One: Proactively look out for us. It reads my email, calendar, and portfolio on its own and reports back in the morning before I ask — "Eunsoo's tutoring pickup is today," "Your portfolio dropped 2% yesterday," "You have 3 unanswered emails." And it filters. Of those 3 emails, which ones actually require a reply and an action?

Two: Do what I ask. "Send Eunsoo a reminder to eat her snack at 3," "Put together the family schedule for this week," "Confirm the tuition payment." Natural language in — done.

That all sounds ideal. And that's where the reality sets in.


I Can't Keep Building Forever

I'm not a developer. I don't know every use case right now. As the family uses it, new requests will keep coming. Eunsoo might say "Pepper, can you post my drawing to my portfolio site?" Soyeon might say "Can you parse this notice from the tutoring center?"

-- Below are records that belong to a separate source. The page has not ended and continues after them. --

PR #16904, opened 2019-04-16
fix save and load bug, test=release/1.4

junjun315:
fix save bug for digraph

### DIFF
--- a/python/paddle/fluid/tests/unittests/test_imperative_checkpoint.py
+++ b/python/paddle/fluid/tests/unittests/test_imperative_checkpoint.py
@@ -99,7 +99,7 @@ class MNIST(fluid.Layer):
 
 
 class TestDygraphCheckpoint(unittest.TestCase):
-    def save_load_persistables(self):
+    def test_save_load_persistables(self):
         seed = 90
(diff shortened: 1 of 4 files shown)


python/paddle/fluid/tests/unittests/test_imperative_checkpoint.py
```diff
@@ -135,23 +135,26 @@ def save_load_persistables(self):
 
                     avg_loss.backward()
                     sgd.minimize(avg_loss)
-                    fluid.dygraph.save_persistables(mnist, "save_dir")
+                    fluid.dygraph.save_persistables(mnist.state_dict(),
```
velconia, line 138: why ```state_dict``` ? should we use mnist directly?

velconia (dismissed):

python/paddle/fluid/tests/unittests/test_imperative_checkpoint.py
junjun315: Thanks! I will modify it later.

JiabinYang (approved):
LGTM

I can't develop and deploy each of those one by one. I don't have the skills or the time.

So Pepper has to evolve on its own. A self-developing system. That's the core of it. We're in a world where Claude Code can build almost anything from an instruction. Pepper should work the same way.

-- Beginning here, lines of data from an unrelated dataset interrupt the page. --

PR #16914, opened 2019-04-16
Enable In-Place for MKLDNN Op. (solution1)

xiaolil1:
test=develop

We met in-place issue when enable MKLDNN Reshape OP. 
For the case: no-mkldnn op ---> mkldnn op ( Reshape or other in-place supported Ops).

We investigated this issue and found the "data transform" will generate new tensor and change the input tensor of Reshape Op, while the output not, which will break the in-place between input and output.

We submit this PR solve this problem.
We also filed issue #16916 to track it.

A Decision Layer — STATE A / B / C

And that's where a question came up: When someone sends a message — how does the system decide whether to just answer, to execute something, or to build something entirely new?

I broke it into three situations.

First, things that just need an answer. "What's the weather today?" — done.

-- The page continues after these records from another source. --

PR #16915, opened 2019-04-16
Enable In-Place for MKLDNN Op. (solution2)

xiaolil1:
test=develop

We met in-place issue when enable MKLDNN Reshape OP.
For the case: no-mkldnn op ---> mkldnn op ( Reshape or other in-place supported Ops).

We investigated this issue and found the "data transform" will generate new tensor and change the input tensor of Reshape Op, while the output not, which will break the in-place between input and output.

We developed two solutions to solve this problem, current PR is the second solution and the first solutions is #16914.
We also file issue #16916 to track it.


xiaolil1:
We prefer #16914 , the first solution, please do not review this PR without our requirement, thanks!

ghost:
Close without merge. Risk in solution.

Second, things that have an existing function that can be run. "Send Eunsoo a notification" — Pepper already has that capability, so it just runs it.

Third, things that don't exist yet but could be built. Or things that require a human to step in.

There needs to be a decision layer that distinguishes between these three. Because what happens next is completely different depending on the category.

And here, another practical problem surfaced: cost.

AI APIs charge per call. This is a system four family members use every day. Running an expensive model on every request isn't sustainable. The kids might even mess around with it constantly. There's no reason to fire the top-tier model at "What's the weather today?"

So the decision layer and the cost structure had to be designed together. Light decisions go to cheap models; the expensive model only kicks in when real intelligence is genuinely needed. A mix of Gemini and Claude, deployed based on what each situation actually requires. This structure came out of planning sessions with Claude — there's no way I would have thought of it on my own.

That thinking eventually crystallized into STATE A / B / C.

STATE A — Function already exists. When a request comes in, it executes immediately. A lightweight model identifies intent, and the registered function runs. Fast and cheap.

STATE B — Build the missing function. The registered function doesn't exist, but one can be built. Pepper generates the code itself, validates it in an isolated environment, and automatically registers it into the system. Pepper expands itself without me developing anything. This is the only state where the expensive model (Claude Sonnet) is used — because this is the moment that actually requires real intelligence.

STATE C — A human is needed. Cases Pepper can't handle autonomously. But just saying "I can't do that" isn't acceptable — from the family's perspective, that breaks trust.

Say Eunsoo asks: "Pepper, can you make a reservation at a mara tang place on Naver?" and that function doesn't exist yet:

  • Eunsoo gets an immediate response: "I can't do that right now. I'll let you know once your dad sorts it out."
  • A card appears in my chat: what was attempted, what the blocker was, what's needed to resolve it.
  • A GitHub issue is automatically created.
  • Once I resolve it and deploy — Eunsoo hears: "That thing I couldn't do before? I can do it now. Want to try again?"

Failure becomes the input for the next iteration. STATE C is not giving up — it's a stage of growth.


The One Question of Phase 0

Phase 0 is not about building features. It's about validating one thing: Does Pepper's brain actually work?

Gmail integration, calendar, portfolio monitoring — these aren't features. They're a test bed. They're how we verify that STATE A / B / C actually function correctly in practice.

STATE B — the moment Pepper writes its own code — is the real finish line for Phase 0.